→ **Exercise objective**: Word for word, restate the lines from the start of the data down to the line with "-28,7 +28,6 @@", both included.

[Saved data entries]
-- Opening Marker --

PR #1174, opened 2019-09-18
165239455 ui improvements

rckopteri:
# Fixed
* Reduce header element bottom padding
* Fix invite users to operator sql query
* Add new small-text css element
* Remove black bottom borders from table component
* Remove black bottom borders from route list tables and own services tables

### DIFF
--- a/ote/src/cljs/ote/ui/table.cljs
+++ b/ote/src/cljs/ote/ui/table.cljs
@@ -28,7 +28,6 @@
         table-row-hover-color colors/gray400]
     [ui/table (merge
                 {:wrapperStyle {:overflow "visible"}
-                 :header-style {:border (str "solid 3px " colors/gray400)}
                  :body-style {:padding "3px"}
                  ;; FIXME: When we have tooltips in header labels, body does not need overflow: visible.
                  ;;        But, if any row includes tooltips, the body must also have visible overflow.
@@ -48,11 +47,14 @@
                 (when class
                   {:class class}))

-- Closing Marker --

→ **Task response**:
PR #1174, opened 2019-09-18
165239455 ui improvements

rckopteri:
# Fixed
* Reduce header element bottom padding
* Fix invite users to operator sql query
* Add new small-text css element
* Remove black bottom borders from table component
* Remove black bottom borders from route list tables and own services tables

### DIFF
--- a/ote/src/cljs/ote/ui/table.cljs
+++ b/ote/src/cljs/ote/ui/table.cljs
@@ -28,7 +28,6 @@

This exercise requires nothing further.